CERNet: Class-Embedding Predictive-Coding RNN for Unified Robot Motion, Recognition, and Confidence Estimation
Hiroki Sawada, Alexandre Pitti, Mathias Quoy
AI summary
Problem
Existing robotic models typically separate motor generation, intention recognition, and confidence estimation into complex multi-module systems, leaving a gap for a unified, parameter-efficient framework validated on physical hardware under real-time disturbances.
Approach
CERNet employs a dynamically updated class-embedding vector within a multi-layer predictive-coding RNN to constrain hidden states for motion generation and optimize them online via prediction-error minimization for real-time recognition and self-evaluation.
Key results
- 76% lower trajectory reproduction error than parameter-matched single-layer baselines
- Autonomous recovery from external perturbations while maintaining motion fidelity
- Online trajectory class inference with 68% Top-1 and 81% Top-2 accuracy
- Intrinsic confidence estimation derived directly from internal prediction errors
Why it matters
Provides a compact, extensible neural framework for robust motor memory and intent-sensitive human-robot collaboration on physical platforms.
Abstract
Robots interacting with humans must not only generate learned movements in real-time, but also infer the intent behind observed behaviors and estimate the confidence of their own inferences.

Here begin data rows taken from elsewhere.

PR #281, opened 2018-09-28
Masked TextFields to behave as controlled component when value prop is used

pwolfert:
Previously the `Mask` component feigned to be controllable, but it was in actuality always a stateful, uncontrolled component. This fixes it and allows us to use it as a controlled component if we wish.

### Background

In our app, we treat all our inputs as controlled components. We treated masked `<TextField>`s as controlled components too, using its `value` prop. However, we discovered recently that that's not how it behaves, and if we take back control and try to clear out the value after the user has already typed things into it, the `<Mask>` component wouldn't listen. It stubbornly continued rendering what was stored in its local state.

This is what happens currently when we use it as a controlled component:
```
Parent           | <Mask>
-----------------|-----------
value={1000}     | 
       \         |
         ------> | state.value = 1,000
                 | renders 1,000
                 |
                 | user inputs (1,0000):
                 |   state.value = 1,0000
                 |   onChange
                 |       /
unmask value and | <----
store as 10000:  |
  value={10000}  |
         \       |
           ----> | no change.
                 |
                 | loses focus:
                 |   state.value = 10,000
                 |   onBlur
```

We really don't want to be bothered by the masked version of its value in our form state, so it's not actually convenient to keep track of the mask for that component—otherwise we'd just use a normal `<TextField>` component and write all the masking code in the parent component that renders it. That being said, if we were ever to update the `value` prop to, say, `null`, it would still show `10,000`. This is a problem because we (I) assume it will behave as a controlled component even though it's clearly not by its behavior.

### Changed
- `Mask` example now uses `defaultValue` since the example is of an uncontrolled component

### Fixed
- `Mask` now behaves as a controlled component when the `value` prop is used

### DIFF
--- a/packages/core/src/components/TextField/Mask.jsx
+++ b/packages/core/src/components/TextField/Mask.jsx
@@ -105,7 +105,7 @@ Style guide: components.masked-field.react
  * field is blurred, it applies formatting to improve the readability
  * of the value.
  */
-class Mask extends React.PureComponent {
+class _Mask extends React.PureComponent {
   static getDerivedStateFromProps(props, state) {
     const fieldProps = React.Children.only(props.children).props;
     const isControlled = fieldProps.value !== undefined;
@@ -207,7 +207,7 @@ class Mask extends React.PureComponent {
   }
 }
 
-Mask.propTypes = {
+_Mask.propTypes = {
   /** Pass the input as the child */
   children: PropTypes.node.isRequired,
   mask: PropTypes.string.isRequired
@@ -258,7 +258,7 @@ export function unmask(value, mask) {
   return value;
 }
 
-const PolyfilledMask = polyfill(Mask);
+const Mask = polyfill(_Mask);
 
-export { PolyfilledMask as Mask };
-export default PolyfilledMask;
+export { Mask };
+export default Mask;
--- a/packages/core/src/components/TextField/Mask.jsx
+++ b/packages/core/src/components/TextField/Mask.jsx
@@ -8,6 +8,7 @@ Style guide: components.masked-field
 */
 import PropTypes from 'prop-types';
 import React from 'react';
+import { polyfill } from 'react-lifecycles-compat';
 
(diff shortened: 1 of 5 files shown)


tbthorpe:
I didnt have time to really test it, but I dig this. Also, thanks for digging into this. More discussion to come next week

packages/core/src/components/TextField/Mask.jsx
```diff
@@ -104,12 +105,30 @@ Style guide: components.masked-field.react
  * field is blurred, it applies formatting to improve the readability
```
bernardwang: Small thing, could you update the comment here to not say `controlled`?

bernardwang: I just noticed 94 is outdated, `unmaskValue` should be `unmask` I think.

bernardwang:
This LGTM! Only suggestion I have is that now that `maskValue` is pulled out of the component, it might be nice to have some tests.

packages/core/src/components/TextField/Mask.jsx
pwolfert: > A Mask component renders a controlled input field
is still a true statement, because it always uses its internal state to provide a value to the input itself. `Mask` is kind of a confusing component because it is a child of the `TextField` and yet it renders the actual HTML `input` element. And this input element is always controlled by `Mask` if `Mask` is rendered.

pwolfert: And line 94 is also still accurate because it's exported as `unmaskValue` here: https://github.com/CMSgov/design-system/blob/master/packages/core/src/components/TextField/TextField.jsx#L8-L9

pwolfert: Thanks for paying attention to these details though

bernardwang: gotcha thanks for clarifying! 👍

This paper proposes a unified model that achieves all three capabilities within a single hierarchical predictive-coding recurrent neural network equipped with a class embedding vector, CERNet, which leverages a dynamically updated class embedding vector to unify motor generation and recognition. The model operates in two modes: generation and inference. In the generation mode, the class embedding constrains the hidden state dynamics to a class-specific subspace; in the inference mode, it is optimized online to minimize prediction error, enabling real-time recognition. Validated on a humanoid robot across 26 kinesthetically taught alphabets, our hierarchical model achieves 76% lower trajectory reproduction error than a parameter-matched single-layer baseline, maintains motion fidelity under external perturbations, and infers the demonstrated trajectory class online with 68% Top-1 and 81% Top-2 accuracy. Furthermore, internal prediction errors naturally reflect the model’s confidence in its recognition. This integration of robust generation, real-time recognition, and intrinsic uncertainty estimation within a single neural network framework offers a compact and extensible approach to motor memory in physical robots, with potential applications in intent- sensitive human–robot collaboration.